Goal of the exercise:
What lines in the entries below contain the word "Wine"? Copy all of them.

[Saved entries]
=== Section Start ===

PR #398, opened 2022-05-26
Add integration tests for most tincctl commands

hg:
The RHEL 9 clone we're using has just been released. I think these are the usual mirror syncing issues, it should start working soon.

---

Things to do later:

- `REQ_CONNECT` doesn't seem to be implemented at all, `tinc connect` does nothing.
- half of new tests are disabled on Windows because tincctl connections often hang inexplicably. Since tincctl uses UNIX sockets everywhere but Windows, and TCP on Windows, there's probably a bug there. I don't currently have access to that OS, maybe I'll look into that in a few weeks.


.ci/test/run.sh
```diff
@@ -24,7 +24,7 @@ run_tests() {
     sudo pkill -KILL -x "$name" || true
   done
 
-  sudo chown -R "${USER:-$(whoami)}" .
+  sudo chown -R "${USER:-$(whoami)}" . || true
```
hg, line 27: sudo does nothing on mac (it's aliased to a no-op), so tar can (and does) fail with `EPERM`.

gsliepen:
Tinc runs under Wine, I wonder if the issue is reproducable there?

.ci/test/run.sh
hg: I mean it's disabled in CI scripts since sudo isn't needed on macOS and using it actually broke something there (probably homebrew package installation, or something like that). To keep the same scripts working everywhere, we alias sudo to nothing.

https://github.com/gsliepen/tinc/blob/1.1/.ci/test/run.sh#L55-L57

https://github.com/hg/tinc/runs/6604277651?check_suite_focus=true#step:6:12198

hg:
I remember tests having terrible issues running under Wine (both the shell scripts, and the newer Python-based suites). That's why mingw cross-compilation job doesn't run any tests. Let's use this as an opportunity to try to fix both.

hg:
Windows tests shoud work after rebasing on top of #399.

https://github.com/hg/tinc/actions/runs/2396396271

=== Section End ===

Output:
Tinc runs under Wine, I wonder if the issue is reproducable there?
I remember tests having terrible issues running under Wine (both the shell scripts, and the newer Python-based suites). That's why mingw cross-compilation job doesn't run any tests. Let's use this as an opportunity to try to fix both.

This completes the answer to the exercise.